Die Topologie ist „feed forward“, weshalb sich mit dem xpressor 500 auch negative Ratios umsetzen lassen. Weitere Features wie ein Mix-Regler, Auto Fast & Warm ergänzen den Funktionsumfang. Der xpressor 500 ist ohne Zweifel ein umfangreich ausgestatteter Signalverdichter. Erstaunlich, wenn man den 500er Formfaktor bedenkt. Diesen Kompakt-Kompressor brachten wir Mitte 2010 auf den Markt und er entpuppte sich als echter Sommerhit. Die erste Auflage von hundert Einheiten war in kurzer Zeit verkauft. Der Beweis, dass unsere Kunden das Konzept verstanden haben. Das eine 19“ Rack-Version ein Jahr später das Portfolio erweiterte, war demnach ein logischer Schritt. Der xpressor ist das, was man mit Recht eine Erfolgsgeschichte nennen darf. Das lässt sich auf mehrere Gründe zurückführen.

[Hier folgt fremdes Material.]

PR #2706, opened 2026-01-05
Speed up `/showIncludes` parsing

elliotgoodrich:
Achieve a 3-4x speed-up in parsing MSVC's `/showIncludes` by
removing almost all temporary `std::string` values.

`clparser_perftest.exe` before:

    Parse 16384 times in 2777ms avg 169.5us

and after:

    Parse 65536 times in 3122ms avg 47.6us

In general, most `std::string` parameters were changed to either
`StringPiece` or `std::string*` and the algorithm changed to an in-place
one.  Occassionally we change to a `const std::string&` when we require
a null-terminated string, but this is on private methods that we call
only with a `std::string`.

Most of the algorithms are similar, the biggest changes are in
`CLParser::Parse`, where we reuse the same string to emit the filtered
output, and `CLParser::Relativize`, where we introduce
`StringPieceRange` that is a range that lazily splits a string by a
separator. This can be fed into `std::mismatch` to give the right place
where we need to edit the string.  Most of the time we can avoid
splitting the entire string and instead just update the prefix by
removing directories and inserting "../".

There is still a temporary string required in
`CLParser::IsSystemInclude`, until we have C++17 and can use
`std::search` with a custom equality predicate.  Until then, we pass in
a temporary string to use and store this as a member of `CLParser` so
that we can avoid most allocations and deallocations here.

`operator==` for `StringPiece` was made into a friend free function so
we can write `"" == StringPiece()` and hit this overload - previously we
could only write `StringPiece() == ""`.

Add `StringPiece::substr`, which has the same behavior as
`std::string::substr` when exceptions are disabled (i.e. aborting when
`pos > size()`.  This will make it easy to swap to `std::string_view` in
the future.

### DIFF
--- a/src/clparser.cc
+++ b/src/clparser.cc
@@ -19,11 +19,11 @@
 #include <string.h>
 
 #include "metrics.h"
+#include "string_piece.h"
 #include "string_piece_util.h"
 
 #ifdef _WIN32
 #include "includes_normalize.h"
-#include "string_piece.h"
 #else
 #include "util.h"
 #endif
@@ -32,98 +32,151 @@ using namespace std;
 
 namespace {
 
-/// Return true if \a input ends with \a needle.
-bool EndsWith(const string& input, const string& needle) {
-  return (input.size() >= needle.size() &&
-          input.substr(input.size() - needle.size()) == needle);
-}
+/// Iterate through lines of a string (delimeted by "\r", "\n", or
+/// "\r\n"), removing all lines by default unless `KeepCurrent()`
+/// is called. Note that kept lines will be be changed to be
+/// separated by just "\n" regardless of the original line separator.
+struct InPlaceLineRemover {
+  InPlaceLineRemover(std::string* str)
+      : str_(str), out_(str->begin()), end_(str->size()), inStart_(0),
+        inEnd_(std::min(str_->find_first_of("\r\n", inStart_), end_)),
+        copyOnNext_(false) {}
 
-}  // anonymous namespace
+  ~InPlaceLineRemover() { str_->erase(out_, str_->end()); }
+
+  /// Return the current line.
+  StringPiece Current() const {
+    return StringPiece(str_->data() + inStart_, inEnd_ - inStart_);
+  }
+
+  /// Keep the current line instead of removing it from the string.
+  void KeepCurrent() { copyOnNext_ = true; }
+
+  /// Return whether we have iterated through all lines.
+  bool HasNext() const { return inStart_ != end_; }
+
+  /// Move to the next line and remove the current line from the
+  /// string unless `KeepCurrent()` has been called.
+  /// \pre `HasNext() == true`
+  void Next() {
+    assert(HasNext());
+
+    // No need to check bounds as `str[end_] == '\0'` and we won't
+    // advance further.
+    std::string::size_type nextStart = inEnd_;
+    nextStart = (*str_)[nextStart] == '\r' ? nextStart + 1 : nextStart;
+    nextStart = (*str_)[nextStart] == '\n' ? nextStart + 1 : nextStart;
+
+    if (copyOnNext_) {
+      const StringPiece line = Current();
+      out_ = std::copy(line.begin(), line.end(), out_);
+      *out_++ = '\n';
+      copyOnNext_ = false;
+    }
+
+    inStart_ = nextStart;
+    inEnd_ = std::min(str_->find_first_of("\r\n", inStart_), end_);
+  }
+
+private:
+  std::string* str_;
+  std::string::iterator out_;
+  std::string::size_type end_;
+  std::string::size_type inStart_;
+  std::string::size_type inEnd_;
+  bool copyOnNext_;
+};
+
+} // anonymous namespace
 
 // static
-string CLParser::FilterShowIncludes(const string& line,
-                                    const string& deps_prefix) {
-  const string kDepsPrefixEnglish = "Note: including file: ";
-  const char* in = line.c_str();
-  const char* end = in + line.size();
-  const string& prefix = deps_prefix.empty() ? kDepsPrefixEnglish : deps_prefix;
+StringPiece CLParser::FilterShowIncludes(const StringPiece& line,
+                                         const StringPiece& deps_prefix) {
+  const StringPiece kDepsPrefixEnglish = "Note: including file: ";
+  const char* in = line.str_;
+  const char* end = in + line.len_;
+  const StringPiece prefix = deps_prefix.empty() ? kDepsPrefixEnglish : deps_prefix;
   if (end - in > (int)prefix.size() &&
-      memcmp(in, prefix.c_str(), (int)prefix.size()) == 0) {
-    in += prefix.size();
+      memcmp(in, prefix.str_, (int)prefix.len_) == 0) {
+    in += prefix.len_;
     while (*in == ' ')
       ++in;
-    return line.substr(in - line.c_str());
+    return line.substr(in - line.str_);
   }
   return "";
 }
 
 // static
-bool CLParser::IsSystemInclude(string path) {
-  transform(path.begin(), path.end(), path.begin(), ToLowerASCII);
+bool CLParser::IsSystemInclude(StringPiece path, std::string* temp) {
+  // TODO: Use std::search in C++17 to avoid temporaries
+  temp->resize(path.size());
+  transform(path.begin(), path.end(), temp->begin(), ToLowerASCII);
   // TODO: this is a heuristic, perhaps there's a better way?
-  return (path.find("program files") != string::npos ||
-          path.find("microsoft visual studio") != string::npos);
+  return (temp->find("program files") != string::npos ||
+          temp->find("microsoft visual studio") != string::npos);
 }
 
 // static
-bool CLParser::FilterInputFilename(string line) {
-  transform(line.begin(), line.end(), line.begin(), ToLowerASCII);
+bool CLParser::FilterInputFilename(const StringPiece& line) {
+  const size_t maxFilenameSuffix = 3;
+  if (line.len_ < maxFilenameSuffix + 1) {
+    return false;
+  }
+  const auto dot = std::find(
+    std::make_reverse_iterator(line.end()),
+    std::make_reverse_iterator(line.end()) + maxFilenameSuffix + 1,
+    '.');
+  const size_t extLength = dot - std::make_reverse_iterator(line.end());
+  if (extLength > maxFilenameSuffix) {
+    return false;
+  }
+  char BUFFER[maxFilenameSuffix] = {};
+  transform(line.end() - extLength, line.end(), BUFFER, ToLowerASCII);
+  const StringPiece suffix(BUFFER, extLength);
   // TODO: other extensions, like .asm?
-  return EndsWith(line, ".c") ||
-      EndsWith(line, ".cc") ||
-      EndsWith(line, ".cxx") ||
-      EndsWith(line, ".cpp") ||
-      EndsWith(line, ".c++");
+  return suffix == "c" ||
+         suffix == "cc" ||
+         suffix == "cxx" ||
+         suffix == "cpp" ||
+         suffix == "c++";
 }
 
 // static
-bool CLParser::Parse(const string& output, const string& deps_prefix,
-                     string* filtered_output, string* err) {
+bool CLParser::Parse(string* output, const StringPiece& deps_prefix,
+                     string* err) {
   METRIC_RECORD("CLParser::Parse");
 
   // Loop over all lines in the output to process them.
-  assert(&output != filtered_output);
-  size_t start = 0;
   bool seen_show_includes = false;
 #ifdef _WIN32
   IncludesNormalize normalizer(".");
 #endif
 
-  while (start < output.size()) {
-    size_t end = output.find_first_of("\r\n", start);
-    if (end == string::npos)
-      end = output.size();
-    string line = output.substr(start, end - start);
-
-    string include = FilterShowIncludes(line, deps_prefix);
+  std::string normalized;
+  for (InPlaceLineRemover lines(output); lines.HasNext(); lines.Next()) {
+    const StringPiece line = lines.Current();
+    const StringPiece include = FilterShowIncludes(line, deps_prefix);
     if (!include.empty()) {
       seen_show_includes = true;
-      string normalized;
 #ifdef _WIN32
+      normalized = "";
       if (!normalizer.Normalize(include, &normalized, err))
         return false;
 #else
       // TODO: should this make the path relative to cwd?
-      normalized = include;
+      normalized.assign(include.str_, include.len_);
       uint64_t slash_bits;
       CanonicalizePath(&normalized, &slash_bits);
 #endif
-      if (!IsSystemInclude(normalized))
+      if (!IsSystemInclude(normalized, &temp_))
         includes_.insert(normalized);
     } else if (!seen_show_includes && FilterInputFilename(line)) {
       // Drop it.
       // TODO: if we support compiling multiple output files in a single
       // cl.exe invocation, we should stash the filename.
     } else {
-      filtered_output->append(line);
-      filtered_output->append("\n");
+      lines.KeepCurrent();
     }
-
-    if (end < output.size() && output[end] == '\r')
-      ++end;
-    if (end < output.size() && output[end] == '\n')
-      ++end;
-    start = end;
   }
 
   return true;
--- a/src/includes_normalize-win32.cc
+++ b/src/includes_normalize-win32.cc
@@ -19,6 +19,7 @@
 #include "util.h"
 
 #include <algorithm>
+#include <cassert>
 #include <iterator>
 #include <sstream>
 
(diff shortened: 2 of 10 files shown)


src/clparser.cc
```diff
@@ -32,98 +32,115 @@ using namespace std;
...
-          input.substr(input.size() - needle.size()) == needle);
-}
+struct StringChopperGuard {
+  StringChopperGuard(std::string* str) : str_(str), out_(str_->begin()) {}
+
+  ~StringChopperGuard() { str_->erase(out_, str_->end()); }
+
+  std::string* str_;
+  std::string::iterator out_;
+};
```
digit-google, line 88: nit: The purpose of this class and how to use it properly is really non trivial.
I recommend using a different interface that makes it easier to use and understand (especially for future reviewers). For example, a simple GetNextLine() / KeepCurrentLine() pair of methods to iterate over the content, or a function that takes an `std::function<bool(StringPiece)>` to decide which lines to keep.

At a minimum, please provide a comment explaining how to use the class, and add a method such as KeepLine() to avoid the caller to modify `out_` directly.

src/string_piece.h
```diff
@@ -67,6 +69,14 @@ struct StringPiece {
     return len_ == 0;
   }
 
+  /// Return a the substring [pos, pos + length), where length is
+  /// the smaller of count and size() - pos.
+  StringPiece substr(size_t pos = 0, size_t count = -1) const {
+    if (count > len_ - pos)
+      count = len_ - pos;
```
digit-google, line 82: this is missing an `if (pos > len_) { pos = len_; count = 0 }` check first to avoid overflows.

src/clparser.cc
elliotgoodrich: That's a much better design. I'll update the code to something like `GetNextLine()` and `KeepCurrentLine()`, it'll pull out a bunch of parsing code and make what the loop is doing much clearer.

src/string_piece.h
elliotgoodrich: [`std::string_view::substr`](https://en.cppreference.com/w/cpp/string/basic_string_view/substr.html) throws an exception if `pos > size()`, which I didn't think appropriate in the ninja codebase.  Considering `StringPiece` will probably be replaced with `std::string_view` at some point, I think the transition would be easier if we had `assert(pos <= len_)` instead of changing the input.  This way any correct use of `StringPiece::substr` would be a non-throwing case of `std::string_view::substr`.

But I'll defer to whatever approach you think reasonable for ninja since I am not currently calling `substr` where `pos > len_`.

digit-google: Note that Ninja is always compiled without exceptions, so even using `std::string_view` will not have the behavior you describe. The libc++ source for [std::string_view::substr()](https://github.com/llvm/llvm-project/blob/ed36bff24662737c9c7a3b9ab3c0ecaf46587e42/libc/src/__support/CPP/string_view.h#L175) shows that its implementation does two checks and actually never raises an exception.

Meanwhile `assert()` will be removed from release builds so is not a good idea, and the generated code is also smaller and faster with two simple checks and no conditional branch to a function like `Fatal()` anyway.

digit-google: Ooops, sorry, I was wrong, the link I gave is not for the libc++ version of std::string_view, but the replacement class of the same name used by the llvm `libc` (a different library). The correct link is [this one](https://github.com/llvm/llvm-project/blob/8246257cac48457b5dc90d8b20c1fe6b7537d790/libcxx/include/string_view#L466) which shows that libc++ will throw an exception, or even abort if `pos > size()` in this specific case.

I still think two small integer checks will lead to smaller code though, but do as you want, as long as the condition is properly checked. Do not use `assert()` though.

src/clparser.cc
elliotgoodrich: I changed to removing by default and then an extra method `KeepCurrent()`, which parallels what the previous code did so instead of 

```cpp
      filtered_output->append(line);
      filtered_output->append("\n");
```

we have

```cpp
      lines.KeepCurrent();
```

src/clparser.cc
```diff
@@ -32,98 +32,151 @@ using namespace std;
...
-      filtered_output->append(line);
-      filtered_output->append("\n");
+      lines.KeepCurrent();
     }
-
-    if (end < output.size() && output[end] == '\r')
-      ++end;
-    if (end < output.size() && output[end] == '\n')
-      ++end;
-    start = end;
```
elliotgoodrich, line 126: My initial change didn't actually handle lone `'\r'` and `'\n'`, but it does now and I have added a new test in `clparser_test.cpp` to cover line endings.

src/string_piece.h
elliotgoodrich: I've put it as a `Fatal`, which will match the `std::string_view::susbtr` behavior when compiling without exceptions.  This will make swapping over easier in the future.

src/clparser.cc
```diff
@@ -32,98 +32,151 @@ using namespace std;
...
   return "";
 }
 
 // static
-bool CLParser::IsSystemInclude(string path) {
-  transform(path.begin(), path.end(), path.begin(), ToLowerASCII);
+bool CLParser::IsSystemInclude(StringPiece path, std::string* temp) {
+  // TODO: Use std::search in C++17 to avoid temporaries
+  temp->resize(path.size());
+  transform(path.begin(), path.end(), temp->begin(), ToLowerASCII);
```
digit-google, line 113: nit: Can you use std::transform() here, we want to get rid of `using namespace std`, and this is ore consistent with the rest of your changes.

src/clparser.cc
```diff
@@ -32,98 +32,151 @@ using namespace std;
...
 
-/// Return true if \a input ends with \a needle.
-bool EndsWith(const string& input, const string& needle) {
-  return (input.size() >= needle.size() &&
-          input.substr(input.size() - needle.size()) == needle);
-}
+/// Iterate through lines of a string (delimeted by "\r", "\n", or
+/// "\r\n"), removing all lines by default unless `KeepCurrent()`
+/// is called. Note that kept lines will be be changed to be
+/// separated by just "\n" regardless of the original line separator.
```
digit-google, line 38: I don't think there is any need to support \r line terminators, since only the original MacOS (pre OSX) used that. Supporting \r\n and \n should be sufficient and will allow avoiding using the slow std::find_first_of_call() in the code below (instead, just find the next \n and verify if it follows an optional \r, which will be faster). What do you think?

src/clparser.cc
```diff
@@ -32,98 +32,151 @@ using namespace std;
...
+  /// string unless `KeepCurrent()` has been called.
+  /// \pre `HasNext() == true`
+  void Next() {
+    assert(HasNext());
+
+    // No need to check bounds as `str[end_] == '\0'` and we won't
+    // advance further.
+    std::string::size_type nextStart = inEnd_;
+    nextStart = (*str_)[nextStart] == '\r' ? nextStart + 1 : nextStart;
+    nextStart = (*str_)[nextStart] == '\n' ? nextStart + 1 : nextStart;
```
digit-google, line 68: nit: avoid repeated `(*str_)[index]` calls, each one must perform a small small-string-sso optimization check, you can just use `str_->data()` as a base pointer pointer instead here given the comment on line 64.

src/clparser.cc
```diff
@@ -32,98 +32,151 @@ using namespace std;
...
+  StringPiece Current() const {
+    return StringPiece(str_->data() + inStart_, inEnd_ - inStart_);
+  }
 
-}  // anonymous namespace
+  /// Keep the current line instead of removing it from the string.
+  void KeepCurrent() { copyOnNext_ = true; }
+
+  /// Return whether we have iterated through all lines.
+  bool HasNext() const { return inStart_ != end_; }
```
digit-google, line 56: This is better but I must say I find this API confusing because there is very little indication when / how to use these methods exactly. I recommend simplifying this and providing a usage example in the top-comment, e.g. something that looks like:

```
StringPiece  current_line;
InPlaceLineRemover remover(&output):
while (remove.GetCurrentLine(&current_line)) {
    if (... some condition)
        remover.KeepCurrentLine();
}
remover.Finish();
```

Should be easier to use and understand. And will allow you to manage less state in the implementation. Also please clarify in the documentation that |output| is modified in-place and should not be touched by the loop body until the Finish() call.

src/string_piece.h
digit-google: Works for me. Thanks.

src/includes_normalize.h
```diff
@@ -24,17 +24,17 @@ struct StringPiece;
...
   /// Normalize path relative to |relative_to|.
-  IncludesNormalize(const std::string& relative_to);
+  IncludesNormalize(const StringPiece& relative_to);
 
   // Internal utilities made available for testing, maybe useful otherwise.
-  static std::string AbsPath(StringPiece s, std::string* err);
-  static std::string Relativize(StringPiece path,
-                                const std::vector<StringPiece>& start_list,
-                                std::string* err);
+  static void AbsPath(std::string* s, std::string* err);
```
digit-google, line 30: Please change the name to `MakeAbsolutePath()` to clarify that this modifies |*s| in-place. Return false on error, true on success to simplify error checking.

src/includes_normalize.h
```diff
@@ -24,17 +24,17 @@ struct StringPiece;
...
+  static void Relativize(std::string* abs_path,
+                         const std::vector<StringPiece>& start_list,
+                         std::string* err);
```
digit-google, line 33: Similarly, return bool for success/failure here. Or in this specific case, it seems your new implementation never returns an error, so drop the |err| parameter and return void.

src/includes_normalize-win32.cc
```diff
@@ -124,86 +128,167 @@ bool IsFullPathName(StringPiece s) {
...
-      break;
-    }
+void IncludesNormalize::Relativize(
+    std::string *abs_path, const vector<StringPiece>& start_list, string* err) {
+  AssertIsAbsoluteInDebug(*abs_path);
+
+  const StringPieceRange path_list(*abs_path, '/');
+  const auto diff =
+      std::mismatch(path_list.begin(), path_list.end(), start_list.begin(),
+                    start_list.end(), EqualsCaseInsensitiveASCII);
```
digit-google, line 243: I must say that this code is a hard to understand and verify.

In particular because StringPieceRange, when passed an absolute file path as input, will return an empty StringPiece as the first item during iteration. For the loop (before your change) and the std::mistmatch call to work properly requires that `start_list` also starts with an empty StringPiece, which is absolutely not obvious here. 

It turns out that the only calls to this function pass the value of `split_relative_to_` which is itself the result of `SplitStringView(relative_to_, '/')` which *does* indeed create a vector with a first empty StringPiece as its first item. Hence that code is correct, but this is quite fragile as this precondition is not commented anywhere.

It seems `split_relative_to_` is useful for repeated calls to Normalize() though, so keeping it, instead of calling StringPieceRange(relative_to_, '/') within this function is probably better for performance.

What would you think about a helper class to hide these gory details and clarify usage, e.g.:

```
/// Helper class to convert absolute paths into paths relative to a fixed reference path.
/// Useful to perform repeated operations in a loop with minimal allocations.
///
/// Usage is:
///    RelativePathMaker maker(from_path_abs);
///    for (...) {
///       std::string path = GetAbsolutePath(...);
///       maker.AbsoluteToRelativeInPlace(&path);
///       ...  // path is now relative to from_path_abs
///    }
class RelativePathMaker {
  /// Create instance, input path must be absolute.
  RelativePathMaker(StringView from_path_abs)
    : from_path_split_(SpltStringPiece(from_path_abs)) {}

  /// Convert an absolute path into a path relative to the recorded reference path.
  /// Modifies |*abs_path| in-place.
  void AbsoluteToRelativeInPlace(std::string* abs_path) const;

  /// A variant that takes a StringPiece as input, and generates a new relative path string.
  std::string AbsoluteToRelative(StringPiece abs_path) const {
    std::string result = abs_path;
    AbsoluteToRelativeInPlace(&result);
    return result;
  }

private:
  std::vector<StringPiece> from_path_split_;
};
```

src/includes_normalize-win32.cc
```diff
@@ -124,86 +128,167 @@ bool IsFullPathName(StringPiece s) {
...
+  const size_t sections_to_replace = start_list.end() - diff.second;
+  const StringPiece dotdot = "../";
+  const size_t bytes_to_write = sections_to_replace * dotdot.size();
+  const size_t bytes_to_delete = diff.first->str_ - abs_path->data();
```
digit-google, line 247: Technically, this `diff.first` value being the result of an std::mistmatch() call could point to `path_list.end()` iterator value. In general, dereferencing an `end()` iterator is undefined behavior in C++, so this code looks suspicious.

In that case, and based on the current `StringPieceRange` implementation, `diff.first->str_` will point to the end of the `StringPiece` value passed to the `StringPieceRange` constructor.

In general, dereferencing a `StringPiece::end()` pointer  is also undefined behavior, as there is no guarantee that this points to any addressable memory. In this specific case, this works because it points to the buffer of and `std::string` which must store a terminating \0 byte, but this is a very subtle implementation detail.

So please to check against path_list.end() explicitly before dereferencing it, e.g.:

```
const size_t bytes_to_delete = (diff.first == path_list.end()) ? 0 : (diff.first->str_ - abs_path->data());
```

Also add a comment explaining that `diff.first->str_` points to the first character after the common path prefix, as this is not obvious from the lines above.

However, maybe not keep this variable after all (see comment below).

src/includes_normalize-win32.cc
```diff
@@ -124,86 +128,167 @@ bool IsFullPathName(StringPiece s) {
...
+  if (bytes_to_write > bytes_to_delete) {
+    // We can insert chars at any position from
+    // [begin(), begin() + bytes_to_delete) so we choose the last
+    // element to minimize copying
+    abs_path->insert(abs_path->begin() + bytes_to_delete,
+                     bytes_to_write - bytes_to_delete, '\0');
+  } else if (bytes_to_write < bytes_to_delete) {
+    abs_path->erase(abs_path->begin(),
+                    abs_path->begin() + bytes_to_delete - bytes_to_write);
+  }
```
digit-google, line 257: This is hard to follow. I suggest simplifying (e.g. don't use iterators if you don't have to) and using better variable names to make this easier to follow, e.g.:

```
// The length of the common path prefix, in abs_path characters.
const size_t common_prefix_len =
    (diff.first == path_list.end()) ? abs_path->size() : diff.first->str_ - abs_path->data();

// The number of ../ to be inserted at the start of the result, corresponding
// to the number of path segments after the common prefix from start_list.
const size_t dotdot_count = start_list.end() - diff.second;

const size_t dotdot_len = 3 * dotdot_count;

// The following must remove the common prefix characters, then prepend
// a sequence of |dotdot_count| "../" segments into the result. The end result
// is [<dotdot_len>][<non_common_path>].

// First relocate the non common path to the right position, removing
// or inserting bytes if needed.
if (common_prefix_len > dotdot_len) {
  abs_path->erase(0, common_prefix_len - dotdot_len);
} else if (common_prefix_len < dotdot_len) {
  abs_path->insert(0, dotdotlen - common_prefix_len, '\0')
}

// Now write the ../ sequence in place.
for (char* data = abs_path->data(), size_t count = dotdot_count; count > 0; count--) {
  memcpy(data, "../", 3);
  data += 3;
}
```

src/clparser.cc
```diff
@@ -32,98 +32,151 @@ using namespace std;
...
+bool CLParser::FilterInputFilename(const StringPiece& line) {
+  const size_t maxFilenameSuffix = 3;
+  if (line.len_ < maxFilenameSuffix + 1) {
+    return false;
+  }
+  const auto dot = std::find(
+    std::make_reverse_iterator(line.end()),
+    std::make_reverse_iterator(line.end()) + maxFilenameSuffix + 1,
+    '.');
+  const size_t extLength = dot - std::make_reverse_iterator(line.end());
```
digit-google, line 129: I am sorry but this is ridiculous use of iterators for a maxFilenameSuffix size of 3! Just do a loop in a lambda, e.g.:

```
auto find_path_ext(StringPiece path, size_t max_len) -> StringPiece {
  max_len += 1;  // Include dot in computations below.
  if (path.size()  >= max_len) {
    for (const char* pos = path.end(), limit = pos - max_len; pos > limit; --pos) {
      if (pos[-1] == '.')
        return StringPiece(pos, end - pos);  // do not include dot in result.
    }
  }
  return {};
};

const size_t max_ext_len = 3;  // Maximum extension length

StringPiece raw_ext = find_path_ext(line, max_ext_len);
if (raw_ext.empty())
  return false;

char lower_ext[max_ext_len] = {};
std::transform(raw_ext.begin(), raw_ext.end(), lower_ext, ToLowerASCII);
StringPiece ext(lower_ext, raw_ext.size());

return (ext == "c" || .ext == "cc" || .....);
```

src/string_piece.h
digit-google: However, this PR is becoming huge, please split it in separate commits that address different features (e.g. one for the string_piece.h + string_piece_utils.h modification), another one for the clparser one, and another one for the includes_normalize one... This will make everything easier to review.

elliotgoodrich:
Thank you @digit-google for all these reviews.  I have split this into 2 PRs for the moment.  There are more changes not yet up as a pull request, but they depend on these landing first.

Fakt ist jedenfalls, dass vor 15 Jahren nicht wirklich viele gute VCA-Kompressoren auf dem Markt erhältlich waren. Der xpressor war und ist eines der Ankerprodukte, welche unsere elyisa Philosophie und den Charakter von unseren Produkten nachhaltig geprägt haben. Daher stand der Wunsch nach einer zeitgemäßen, überarbeiteten xpressor Version schon seit geraumer Zeit im Raum. Aber warum sind Kompressoren für unser Produkt-Portfolio so wichtig und warum sollte jeder Musiker, Producer oder Studiobetreiber einen hochwertigen Kompressor in seinem Arsenal haben?

Kompressor Anatomie

Die eigentliche Aufgabe eines Audio-Kompressors ist im Grunde denkbar einfach: Lautstärke Unterschiede im Nutzsignal sollen nach Gusto ausgeglichen werden. Klingt simpel ist aber technisch nicht trivial, da die Eigenheiten verschiedener Signalquellen enorm unterschiedlich sein können. Selbst bei einer Signalfamilie (z.B. Gesang) ist die Bandbreite enorm.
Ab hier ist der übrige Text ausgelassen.